━━━ PROVIDED RECORDS

PR #19, opened 2018-07-26
Wiki ES timeout

jbgriesner:
When the Wiki ES service is down we want Idunn continue to deliver the correct information.
In this small patch we catch the 'connectionerror' to avoid the Idunn failure.

+ small test

### DIFF
--- a/idunn/blocks/wikipedia.py
+++ b/idunn/blocks/wikipedia.py
@@ -209,7 +209,7 @@ class WikidataConnector:
                 }
             ).get('hits', {}).get('hits', [])
         except ConnectionError:
-            logging.warning("Wiki ES not available: exception raised in {}".format(f.__name__), exc_info=True)
+            logging.warning("Wiki ES not available: connection exception raised", exc_info=True)
             return None
 
         if len(resp) == 0:
--- a/idunn/blocks/wikipedia.py
+++ b/idunn/blocks/wikipedia.py
@@ -4,7 +4,7 @@ from apistar import validators
 from .base import BaseBlock, BlocksValidator
 from requests.exceptions import HTTPError, RequestException, Timeout
 import pybreaker
-from redis import ConnectionPool, ConnectionError, TimeoutError
+from redis import ConnectionPool, ConnectionError as RedisConnectionError, TimeoutError
 from elasticsearch import Elasticsearch, ElasticsearchException, RequestError, ConnectionTimeout, ConnectionError
 
 from redis_rate_limit import RateLimiter, TooManyRequests
@@ -101,7 +101,7 @@ class WikipediaBreaker:
                 logging.error("Got Request exception in {}".format(f.__name__), exc_info=True)
             except TooManyRequests:
                 logging.info("Got TooManyRequests{}".format(f.__name__), exc_info=True)
-            except ConnectionError:
+            except RedisConnectionError:
                 logging.info("Got redis ConnectionError{}".format(f.__name__), exc_info=True)
             except TimeoutError:
                 logging.info("Got redis TimeoutError{}".format(f.__name__), exc_info=True)
--- a/idunn/blocks/wikipedia.py
+++ b/idunn/blocks/wikipedia.py
@@ -198,7 +198,7 @@ class WikidataConnector:
                 cls._wiki_es = Elasticsearch(
                         wiki_es,
                         max_retries=wiki_es_max_retries,
-                        request_timeout=wiki_es_timeout
+                        timeout=wiki_es_timeout
                 )
 
     @classmethod
--- a/idunn/blocks/wikipedia.py
+++ b/idunn/blocks/wikipedia.py
@@ -187,11 +187,19 @@ class WikidataConnector:
     def init_wiki_es(cls):
         if cls._wiki_es is None:
             from app import settings
+
             wiki_es = settings.get('WIKI_ES')
+            wiki_es_max_retries = settings.get('WIKI_ES_MAX_RETRIES')
+            wiki_es_timeout = settings.get('WIKI_ES_TIMEOUT')
+
             if wiki_es is None:
                 raise WikiUndefinedException
             else:
-                cls._wiki_es = Elasticsearch(wiki_es)
+                cls._wiki_es = Elasticsearch(
+                        wiki_es,
+                        max_retries=wiki_es_max_retries,
+                        request_timeout=wiki_es_timeout
+                )
 
     @classmethod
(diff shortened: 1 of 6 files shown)


tests/conftest.py
```diff
@@ -34,11 +34,26 @@ def wiki_es(docker_services):
...
+@pytest.fixture(scope='session')
+def wiki_es_ko(docker_services):
+    docker_services.start('wiki_es')
+    port = docker_services.wait_for_service("wiki_es", 9200)
+
+    url = "1.1.1.1:1234"
+
+    settings._settings['WIKI_ES'] = "1.1.1.1:1234"
+    settings._settings['ES_WIKI_LANG'] = 'fr'
+    return url
```
amatissart: this fixture should use a different scope, and revert the settings after each test.
Also, I would use a fake domain (such as "something.invalid", .test is reserved for such usecases) instead of a real address.

tests/conftest.py
```diff
@@ -34,11 +34,26 @@ def wiki_es(docker_services):
...
+
+@pytest.fixture(scope='session')
+def wiki_client_ko(wiki_es):
+    return Elasticsearch([wiki_es])
```
amatissart: I think that `wiki_es_ko` shoud be used here instead.

tests/test_wiki_ES.py
```diff
@@ -42,6 +42,72 @@ def undefine_wiki_es():
...
+                    }
+                ]
+            }
+        ]
+
+        """
+        We check that there is no Wikipedia block
+        in the answer
+        """
+        assert all(b['type'] != "wikipedia" for b in resp['blocks'])
```
amatissart: This check is incorrect. If the wikipedia block is present, it would be nested inside the "information" block.

tests/conftest.py
jbgriesner: done

tests/conftest.py
jbgriesner: indeed^^ done

tests/test_wiki_ES.py
jbgriesner: done

tests/conftest.py
```diff
@@ -22,23 +22,52 @@ def mimir_es(docker_services):
...
 def wiki_client(wiki_es):
     return Elasticsearch([wiki_es])
 
+
+@pytest.fixture(scope='session')
+def wiki_es_ko(docker_services):
+    docker_services.start('wiki_es')
+    port = docker_services.wait_for_service("wiki_es", 9200)
+
+    temp_wiki_es = settings._settings['WIKI_ES']
```
antoine-de: since it's something that seems to be done often, I think it's worth it do make it more generic.

maybe something like (not tested, just speudo code):

```python
@pytest.fixture(scope='session')
def wiki_es_ko(docker_services):
    ...
    with utils.override_settings({'WIKI_ES': url, 'ES_WIKI_LANG': 'fr'}):
        yield
```

and in some test/utils.py file
```python
from contextlib import contextmanager
from copy import deepcopy
from app import settings

@contextmanager
def override_settings(overrides):
    old_settings = deepcopy(settings._settings)
    settings._settings.update(overrides)
    yield 
    settings._settings = old_settings
 ```

Comment (jbgriesner) [reply tests/conftest.py]: Nice,
done

File: tests/conftest.py [hunk 5]
```diff
@@ -22,23 +22,52 @@ def mimir_es(docker_services):
...
 
-    url = f'http://{docker_services.docker_ip}:{port}'
+    temp_wiki_es = settings._settings['WIKI_ES']
+    temp_es_wiki_lang = settings._settings['ES_WIKI_LANG']
 
+    url = f'http://{docker_services.docker_ip}:{port}'
     settings._settings['WIKI_ES'] = url
     settings._settings['ES_WIKI_LANG'] = 'fr'
+
     return url
```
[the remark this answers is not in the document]
jbgriesner: ok, done

tests/conftest.py
```diff
@@ -22,23 +22,52 @@ def mimir_es(docker_services):
...
+    port = docker_services.wait_for_service("wiki_es", 9200)
+
+    temp_wiki_es = settings._settings['WIKI_ES']
+    temp_es_wiki_lang = settings._settings['ES_WIKI_LANG']
+
+    url = "something.invalid:1234"
+    settings._settings['WIKI_ES'] = url
+    settings._settings['ES_WIKI_LANG'] = 'fr'
+
+    return url
```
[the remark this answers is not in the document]
jbgriesner: done

tests/conftest.py
```diff
@@ -34,11 +34,26 @@ def wiki_es(docker_services):
...
 @pytest.fixture(scope='session')
 def wiki_client(wiki_es):
     return Elasticsearch([wiki_es])
 
+@pytest.fixture(scope='session')
+def wiki_es_ko(docker_services):
+    docker_services.start('wiki_es')
+    port = docker_services.wait_for_service("wiki_es", 9200)
+
+    url = "1.1.1.1:1234"
```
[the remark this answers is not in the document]
jbgriesner: indeed, but it has been changed in commit https://github.com/QwantResearch/idunn/pull/19/commits/5596ea36fb49a401e517a3dddade83b072178379

idunn/blocks/wikipedia.py
```diff
@@ -4,8 +4,8 @@
 from .base import BaseBlock, BlocksValidator
 from requests.exceptions import HTTPError, RequestException, Timeout
 import pybreaker
-from elasticsearch import Elasticsearch
-from redis import ConnectionPool, ConnectionError, TimeoutError
+from redis import ConnectionPool, ConnectionError as RedisConnectionError, TimeoutError
+from elasticsearch import Elasticsearch, ElasticsearchException, RequestError, ConnectionTimeout, ConnectionError
```
amatissart: Most of these imports are not used

idunn/blocks/wikipedia.py
```diff
@@ -197,16 +197,20 @@ def init_wiki_es(cls):
...
+                    "filter": {
+                        "term": {
+                            "wikibase_item": wikidata_id
+                        }
                     }
                 }
-            }
-        ).get('hits', {}).get('hits', [])
+            ).get('hits', {}).get('hits', [])
+        except ConnectionError:
```
amatissart: I think we should also override Elasticsearch `timeout` and `max_retries` params. 10s and 3 retries is too much here.

jbgriesner: Good idea, done

idunn/blocks/wikipedia.py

━━━━━━

## [WHAT IS REQUIRED]
From the data above, show each line that contains "TooManyRequests".

## [RESULT OF THIS EXERCISE]
 from redis_rate_limit import RateLimiter, TooManyRequests
             except TooManyRequests:
                 logging.info("Got TooManyRequests{}".format(f.__name__), exc_info=True)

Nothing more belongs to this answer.